### Task prompt
Take the data that sits below and write it out again exactly.

Data entries:
----
PR #8307, opened 2022-12-02
[TO rel/1.0] upgrade audit log module

caozj1011:
1. added whether to enable audit logs during open session.
2. replace the original AUDIT_LOGGER.
3. when the Audit log level is set to LOGGER, the write operation is changed from DEBUG to INFO.

### DIFF
--- a/server/src/main/java/org/apache/iotdb/db/client/DataNodeInternalClient.java
+++ b/server/src/main/java/org/apache/iotdb/db/client/DataNodeInternalClient.java
@@ -78,7 +78,8 @@ public class DataNodeInternalClient {
           session,
           sessionInfo.getUserName(),
           sessionInfo.getZoneId(),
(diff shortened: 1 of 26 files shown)


server/src/main/java/org/apache/iotdb/db/client/DataNodeInternalClient.java
```diff
@@ -78,7 +78,8 @@ public DataNodeInternalClient(SessionInfo sessionInfo) {
           session,
           sessionInfo.getUserName(),
           sessionInfo.getZoneId(),
-          IoTDBConstant.ClientVersion.V_0_13);
+          IoTDBConstant.ClientVersion.V_0_13,
+          true);
```
HTHou, line 82: Does `select into` need the audit logs?  @JackieTien97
----
### Answer area
PR #8307, opened 2022-12-02
[TO rel/1.0] upgrade audit log module

caozj1011:
1. added whether to enable audit logs during open session.
2. replace the original AUDIT_LOGGER.
3. when the Audit log level is set to LOGGER, the write operation is changed from DEBUG to INFO.

### DIFF
--- a/server/src/main/java/org/apache/iotdb/db/client/DataNodeInternalClient.java
+++ b/server/src/main/java/org/apache/iotdb/db/client/DataNodeInternalClient.java
@@ -78,7 +78,8 @@ public class DataNodeInternalClient {
           session,
           sessionInfo.getUserName(),
           sessionInfo.getZoneId(),
(diff shortened: 1 of 26 files shown)


server/src/main/java/org/apache/iotdb/db/client/DataNodeInternalClient.java
```diff
@@ -78,7 +78,8 @@ public DataNodeInternalClient(SessionInfo sessionInfo) {
           session,
           sessionInfo.getUserName(),
           sessionInfo.getZoneId(),
-          IoTDBConstant.ClientVersion.V_0_13);
+          IoTDBConstant.ClientVersion.V_0_13,
+          true);
```
HTHou, line 82: Does `select into` need the audit logs?  @JackieTien97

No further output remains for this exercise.